PR #27910, opened 2026-04-01
feat: Computer use HITL confirmations in Instance AI

dlavrenuek:
## Summary

Implements `Computer Use` tool call confirmation in Instance AI. Because the `Computer Use` (old name `Local Gateway`) has own permission checks with configurable allow/deny logic stored on the computer the instance itself does not necessary know which tool calls must be confirmed. When `Computer Use` operates in `confirmationMode: instance` tool call execution which require user confirmation will fail with and the confirmation options will be included in the error response. These options contain randomly generated `decision id` which is stored locally. Once users confirms the request the tool call is executed again with passed `decision id`. This flow adds a level of protection to prevent the agent from executing tools while bypassing HITL logic (for example by passing "allow" on it's own)

Following diagram shows how the confirmation flow works:

```mermaid
sequenceDiagram
    participant FE as Browser (Frontend)
    participant SRV as n8n Server
    participant DB as Database
    participant D as fs-proxy Daemon

    Note over SRV: First invocation — tool execute() called by Mastra
    SRV->>D: callTool({ name, args }) via LocalGateway
    D-->>SRV: { isError: true, content: ["GATEWAY_CONFIRMATION_REQUIRED::..."] }
    SRV->>SRV: parse GatewayConfirmationRequiredPayload
    SRV->>DB: suspend() — persist agent snapshot + confirmation payload
    SRV-->>FE: SSE confirmation-request event<br/>{ inputType: "resource-decision", resourceDecision: { resource, description, options } }

    FE->>FE: show GatewayResourceDecision panel
    Note over FE: User clicks a decision button (e.g. Allow for session)
    FE->>SRV: POST /confirm/:requestId { approved: true, resourceDecisionToken: "<token>" }
    SRV->>DB: load agent snapshot, resume with resumeData

    Note over SRV: Second invocation — tool execute() called with resumeData
    SRV->>D: callTool({ name, args, _confirmation: "<token>" }) via LocalGateway
    D->>D: validate token, apply decision, execute tool
    D-->>SRV: { content: [...], isError: false }
    SRV-->>FE: SSE tool-result / text-delta events
```

https://linear.app/n8n/issue/NODE-4757/implement-n8n-gateway-tool-call-confirmation-in-n8n-instance-ai

## Review / Merge checklist

- [x] Tests included. 


packages/@n8n/fs-proxy/src/gateway-client.ts
```diff
@@ -395,28 +409,84 @@ export class GatewayClient {
...
+				);
 			}
 
 			if (rule === 'allow') continue;
 
-			const decision = await confirmResourceAccess(resource);
+			let decision: ResourceDecision;
+
+			if (resolvedDecision) {
+				decision = resolvedDecision;
```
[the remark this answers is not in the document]
dlavrenuek: in multi-resource tools like copy or move file the confirmation is asked for all resources at once, so also the decision is valid for all of these resources

packages/@n8n/fs-proxy/src/tools/types.ts
```diff
@@ -47,6 +47,18 @@ export type ResourceDecision =
...
+export const RESOURCE_DECISION_KEYS: ResourceDecision[] = [
+	'allowOnce',
+	'allowForSession',
+	'alwaysAllow',
+	'denyOnce',
+	'alwaysDeny',
+];
+
+/** Prefix used to signal a gateway confirmation is required (instance mode). */
+export const GATEWAY_CONFIRMATION_REQUIRED_PREFIX = 'GATEWAY_CONFIRMATION_REQUIRED::';
```
elsmr, line 60: Can we import the same one from `api-types`?

packages/cli/src/modules/instance-ai/instance-ai.service.ts
```diff
@@ -123,6 +124,7 @@ export class InstanceAiService {
 		string,
 		{ threadId: string; messageGroupId?: string; tracing: InstanceAiTraceContext }
 	>();
+	private readonly pendingSubAgentConfirmations = new Map<string, PendingConfirmation>();
```
elsmr: Is anything ever added to this map?

elsmr (commented):
Works very well in my testing 🎉 

I'm not sure if the `decision id` tokens add security. The LLM does not control what is sent to `POST /confirm/:requestId`, we make that call from the frontend code, and the frontend has access to the decision IDs anyway

packages/@n8n/fs-proxy/src/tools/types.ts
dlavrenuek: right not the `fs-proxy` does not have dependency on `api-types`, it only include `@n8n/mcp-browser` from the packages (which itself does not include any other n8n packages). I would spend some time first checking what impact importing this would have on the package size (not sure if we have f.e. tree shaking). Is it ok to do it in a separate PR?

packages/cli/src/modules/instance-ai/instance-ai.service.ts
dlavrenuek: that's a leftover from my first implementation, removed it.

elsmr (approved):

--------------------

▶ Problem: Write the listing out again, exactly as shown above.

▶ Task output:
PR #27910, opened 2026-04-01
feat: Computer use HITL confirmations in Instance AI

dlavrenuek:
## Summary

Implements `Computer Use` tool call confirmation in Instance AI. Because the `Computer Use` (old name `Local Gateway`) has own permission checks with configurable allow/deny logic stored on the computer the instance itself does not necessary know which tool calls must be confirmed. When `Computer Use` operates in `confirmationMode: instance` tool call execution which require user confirmation will fail with and the confirmation options will be included in the error response. These options contain randomly generated `decision id` which is stored locally. Once users confirms the request the tool call is executed again with passed `decision id`. This flow adds a level of protection to prevent the agent from executing tools while bypassing HITL logic (for example by passing "allow" on it's own)

Following diagram shows how the confirmation flow works:

```mermaid
sequenceDiagram
    participant FE as Browser (Frontend)
    participant SRV as n8n Server
    participant DB as Database
    participant D as fs-proxy Daemon

    Note over SRV: First invocation — tool execute() called by Mastra
    SRV->>D: callTool({ name, args }) via LocalGateway
    D-->>SRV: { isError: true, content: ["GATEWAY_CONFIRMATION_REQUIRED::..."] }
    SRV->>SRV: parse GatewayConfirmationRequiredPayload
    SRV->>DB: suspend() — persist agent snapshot + confirmation payload
    SRV-->>FE: SSE confirmation-request event<br/>{ inputType: "resource-decision", resourceDecision: { resource, description, options } }

    FE->>FE: show GatewayResourceDecision panel
    Note over FE: User clicks a decision button (e.g. Allow for session)
    FE->>SRV: POST /confirm/:requestId { approved: true, resourceDecisionToken: "<token>" }
    SRV->>DB: load agent snapshot, resume with resumeData

    Note over SRV: Second invocation — tool execute() called with resumeData
    SRV->>D: callTool({ name, args, _confirmation: "<token>" }) via LocalGateway
    D->>D: validate token, apply decision, execute tool
    D-->>SRV: { content: [...], isError: false }
    SRV-->>FE: SSE tool-result / text-delta events
```

https://linear.app/n8n/issue/NODE-4757/implement-n8n-gateway-tool-call-confirmation-in-n8n-instance-ai

## Review / Merge checklist

- [x] Tests included. 


packages/@n8n/fs-proxy/src/gateway-client.ts
```diff
@@ -395,28 +409,84 @@ export class GatewayClient {
...
+				);
 			}
 
 			if (rule === 'allow') continue;
 
-			const decision = await confirmResourceAccess(resource);
+			let decision: ResourceDecision;
+
+			if (resolvedDecision) {
+				decision = resolvedDecision;
```
[the remark this answers is not in the document]
dlavrenuek: in multi-resource tools like copy or move file the confirmation is asked for all resources at once, so also the decision is valid for all of these resources

packages/@n8n/fs-proxy/src/tools/types.ts
```diff
@@ -47,6 +47,18 @@ export type ResourceDecision =
...
+export const RESOURCE_DECISION_KEYS: ResourceDecision[] = [
+	'allowOnce',
+	'allowForSession',
+	'alwaysAllow',
+	'denyOnce',
+	'alwaysDeny',
+];
+
+/** Prefix used to signal a gateway confirmation is required (instance mode). */
+export const GATEWAY_CONFIRMATION_REQUIRED_PREFIX = 'GATEWAY_CONFIRMATION_REQUIRED::';
```
elsmr, line 60: Can we import the same one from `api-types`?

packages/cli/src/modules/instance-ai/instance-ai.service.ts
```diff
@@ -123,6 +124,7 @@ export class InstanceAiService {
 		string,
 		{ threadId: string; messageGroupId?: string; tracing: InstanceAiTraceContext }
 	>();
+	private readonly pendingSubAgentConfirmations = new Map<string, PendingConfirmation>();
```
elsmr: Is anything ever added to this map?

elsmr (commented):
Works very well in my testing 🎉 

I'm not sure if the `decision id` tokens add security. The LLM does not control what is sent to `POST /confirm/:requestId`, we make that call from the frontend code, and the frontend has access to the decision IDs anyway

packages/@n8n/fs-proxy/src/tools/types.ts
dlavrenuek: right not the `fs-proxy` does not have dependency on `api-types`, it only include `@n8n/mcp-browser` from the packages (which itself does not include any other n8n packages). I would spend some time first checking what impact importing this would have on the package size (not sure if we have f.e. tree shaking). Is it ok to do it in a separate PR?

packages/cli/src/modules/instance-ai/instance-ai.service.ts
dlavrenuek: that's a leftover from my first implementation, removed it.

elsmr (approved):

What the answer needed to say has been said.